César Franck (1822-1890) Violin Sonata in A One of the best known violin sonatas, César Franck’s Sonata in A Major came rather late in the composer’s life, when he was 63 years old. He wrote it as a wedding present for the famed violinist Eugene Ysaye. It’s Franck’s only violin sonata. Evidently, nearly 30 years earlier he promised to compose a violin sonata for Cosima Von Bülow (the daughter of Franz Liszt, ex-wife of Richard Wagner, and current wife of conductor Hans Von Bülow), although he reneged on that promise. It’s become a popular sonata and has been frequently performed by nearly all the great 20th-century violinists. This is curious because Franck was not a violinist by trade. Instead, César Franck was one of the most gifted organists in all of Europe. As a result, this sonata may be more difficult for the accompanist than the soloist, requiring large hands and excellent technique to properly execute the virtuosic keyboard part.
Muzio Clementi (1752-1832) Sonata in A major Op. 50 No. 1: Allegro maestoso The Classical Era is considered the golden age of the sonata, especially in regards to solo keyboard music. Concurrent with a general focus on defining musical forms, composers and writers tried to pinpoint what defined the sonata as it emerged from the Baroque as one of the most prominent instrumental genres. It was agreed that at its most basic, the sonata was a composition for one or two instruments and consisted of three to four musically contrasting movements. The first movement is usually in sonata form, which is itself a separate distinction, the second movement is slow and lyrical, and the finale is often a brisk and lively rondo. Sonata form was the most significant musical form to develop in the 18th century. It divides the first movement of a sonata into three sections, the exposition, development, and recapitulation, and serves as a roadmap for how abstract musical ideas are organized,and also how the tonal center of a composition shifts from one key to another. Sonata form was not restricted to solo sonatas, but came to be used in symphonies and chamber music as well.
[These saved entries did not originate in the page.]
PR #111, opened 2021-09-06
feat: Add get_message action

Blond11516:
Implements the `get_message` action. This is part of https://github.com/ZeLarpMaster/Mobius/issues/29.

### DIFF
--- a/lib/mobius/actions/message.ex
+++ b/lib/mobius/actions/message.ex
@@ -47,6 +47,23 @@ defmodule Mobius.Actions.Message do
           {:ok, [%Mobius.Models.Message{} = message]}
       """,
       model: Mobius.Models.Message
+    },
+    %Endpoint{
+      name: :get_message,
+      url: "/channels/:channel_id/messages/:message_id",
+      method: :get,
+      params: [{:channel_id, :snowflake}, {:message_id, :snowflake}],
+      discord_doc_url:
+        "https://discord.com/developers/docs/resources/channel#get-channel-message",
+      doc: """
+      Fetches a single message in a channel
+
+      ## Example
+
+          iex> get_message("123456789", "987654321")
+          {:ok, %Mobius.Molels.Message{} = message}
+      """,
+      model: Mobius.Models.Message
     }
   ])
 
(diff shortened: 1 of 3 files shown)


lib/mobius/actions/message.ex
```diff
@@ -47,6 +47,23 @@ defmodule Mobius.Actions.Message do
...
+      params: [{:channel_id, :snowflake}, {:message_id, :snowflake}],
+      discord_doc_url:
+        "https://discord.com/developers/docs/resources/channel#get-channel-message",
+      doc: """
+      Fetches a single message in a channel
+
+      ## Example
+
+          iex> get_message("123456789", "987654321")
+          {:ok, %Mobius.Molels.Message{} = message}
```
ZeLarpMaster: `Molels` 😂 that's a funny typo

test/mobius/actions/message_test.exs
```diff
@@ -101,4 +101,32 @@ defmodule Mobius.Actions.MessageTest do
...
+      message_id = random_snowflake()
+      raw = message(channel_id: channel_id, id: message_id)
+      url = Client.base_url() <> "/channels/#{channel_id}/messages/#{message_id}"
+      mock(fn %{method: :get, url: ^url} -> json(raw) end)
+      [channel_id: channel_id, message_id: message_id, raw_message: raw]
+    end
+
+    test "returns an error if channel_id is not a snowflake", ctx do
+      {:error, errors} = Message.get_message(1324, ctx.message_id)
+      assert_has_error(errors, "Expected channel_id to be a snowflake")
```
ZeLarpMaster, line 119: I'm wondering whether snowflake params should be integers or strings. When we parse snowflakes from return values, we return it as an integer and say its type is a snowflake so I feel like we should do the opposite for params (take integer and send to discord as strings) so users of the lib always need to send integers when a snowflake is expected.

If there's anything to change, I don't think it should be changed in this pr, but that might be something to keep in mind. Also completely my bad for not spotting this earlier

ZeLarpMaster (dismissed):

lib/mobius/actions/message.ex
Blond11516: Woops 😅

test/mobius/actions/message_test.exs
Blond11516: Huh, for some reason I actually thought we went out of our way to use strings instead of integers 🤔 I agree we should change it to be more consistent 👍 I'll open an issue.

ZeLarpMaster (approved):

PR #113, opened 2021-09-15
feat: Implement the delete_own_reaction action

Blond11516:
- Implements the `delete_own_reaction` action.
- Adds a simple argument preprocessor to actions. Right now it is only used to get the identifier from an emoji.
- Adds an emoji action validator

Part of #29

### DIFF
--- a/lib/mobius/actions.ex
+++ b/lib/mobius/actions.ex
@@ -13,6 +13,7 @@ defmodule Mobius.Actions do
   """
 
   alias Mobius.Endpoint
+  alias Mobius.Models.Emoji
   alias Mobius.Services.Bot
   alias Mobius.Validations.ActionValidations
 
@@ -51,7 +52,8 @@ defmodule Mobius.Actions do
 
     case ActionValidations.validate_args(params ++ path_params, validators) do
       :ok ->
-        Mobius.Rest.execute(endpoint, Bot.get_client!(), params)
+        processed_params = pre_process_params(endpoint, params)
+        Mobius.Rest.execute(endpoint, Bot.get_client!(), processed_params)
 
       {:error, errors} ->
         {:error, errors}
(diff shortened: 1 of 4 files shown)


lib/mobius/actions.ex
```diff
@@ -104,4 +106,21 @@ defmodule Mobius.Actions do
           {atom(), ActionValidations.validator()}
   defp type_tuple_to_validator_tuple({name, type}),
     do: {name, ActionValidations.get_validator(type)}
+
+  @spec pre_process_params(Endpoint.t(), keyword()) :: keyword()
+  defp pre_process_params(%Endpoint{params: params}, params_values) do
+    Enum.map(params_values, fn {name, value} ->
+      processed_value =
+        params[name]
+        |> then(fn type -> pre_process_param_value(type, value) end)
```
ZeLarpMaster: Or `processed_value = pre_process_param_value(params[name], value)`

Do we get something by using `then` here? Feels a bit like too much to me

lib/mobius/actions.ex
```diff
@@ -104,4 +106,21 @@ defmodule Mobius.Actions do
...
+
+      {name, processed_value}
+    end)
+  end
+
+  @spec pre_process_param_value(ActionValidations.validator_type(), any()) :: any()
+  defp pre_process_param_value(:emoji, %Emoji{} = emoji),
+    do: Emoji.get_identifier(emoji)
+
+  defp pre_process_param_value(_, value), do: value
```
ZeLarpMaster, line 123: Alternatively maybe we could use a [Protocol](https://elixir-lang.org/getting-started/protocols.html) instead?

lib/mobius/actions.ex
Blond11516: Good point. I think I initially had it as part of a bigger pipe, not sure :thinking:

lib/mobius/actions.ex
Blond11516: We could, although I'm not quite sure what we have to gain here.
In my mind protocols are great for dependency injection-type stuff (i.e. letting the user provide their own implementation). I don't think this is such a case, though maybe there's another advantage I'm not seeing.

ZeLarpMaster: Fair point 🤔 It would indeed be pretty bloated for what it's worth here

ZeLarpMaster (approved):

PR #117, opened 2021-09-26
refactor: Create a Model behaviour

Blond11516:
- Renames `Mobius.Models.Utils` to `Mobius.Model`
- Adds a callback for the `parse/1` function
- Replace `apply/3` call with the new callback


ZeLarpMaster (approved):
Very neat! I like it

Arcangelo Corelli (1653-1713) Sonata da camera a tre in e, Op. 2, No. 4 Known as a talented violinist, Arcangelo Corelli was the first composer to derive his fame exclusively from instrumental composition. Throughout his output of six collections of instrumental music, Corelli stuck to mostly three genres: solo sonatas, trio sonatas and concerti. Despite its name, Corelli’s trio sonatas were sometimes written for four players. Typically, Corelli’s instrumentation called for either two violins and 2 continuo instruments such as a violone and harpsichord, or two violins and one continuo instrument (hence the “trio”). Corelli's first sonata from his opus 4 collection bears the phrase “da camera” indicating that it is a chamber sonata. In contrast to the sonata da chiesa, or church sonata, which contained a fugal style and movements divided according to tempo, the sonata da camera was essentially a dance suite. Corelli became known for mixing elements of both types of sonatas, regardless of the classification he gave to them. Eventually, the distinction between church and chamber was dropped altogether.
William Walton (1902-1983) Sonata for String Orchestra Known for his larger scale works such as his Crown Imperial and Viola Concerto, Walton’s first chamber piece was a string quartet which he wrote in 1947. Almost 20 years later in the 1970s, fellow Englishman Sir Neville Marriner asked Walton if he would prepare a piece for The Academy of St. Martin in the Fields, and suggested that his string quartet might be well-suited if re-worked for string orchestra. His intuition was spot-on, Walton ended up changing very little in converting his string quartet to the Sonata for Strings, only the 3rd movement lento required any major revision, and in 1972, Marriner took the piece on tour with the Academy.
Ethel Smyth (1858-1944) Sonata for Cello and Piano in A Minor, Op. 5: I. Allegro moderato Although a Londoner by birth, Ethel Smyth was sent to Leipzig for her musical education, and hob-nobbed with the likes of Brahms, Grieg, and Clara Schumann. She aspired to compose opera, and indeed her vocal compositions were very highly regarded, especially when she herself performed them. She also composed a significant body of instrumental chamber music which includes several sonatas for different instruments with piano. When Smyth returned to England in the 1890’s, she became an outspoken advocate for women’s liberation and was a prominent member of the Woman’s Social and Political Union. During that time she participated in demonstrations, sit-ins and composed several works on the subject of women’s rights. Despite her political views and activities, Smyth remained a highly regarded composer and was the only professional female composer of her generation to achieve such high public recognition.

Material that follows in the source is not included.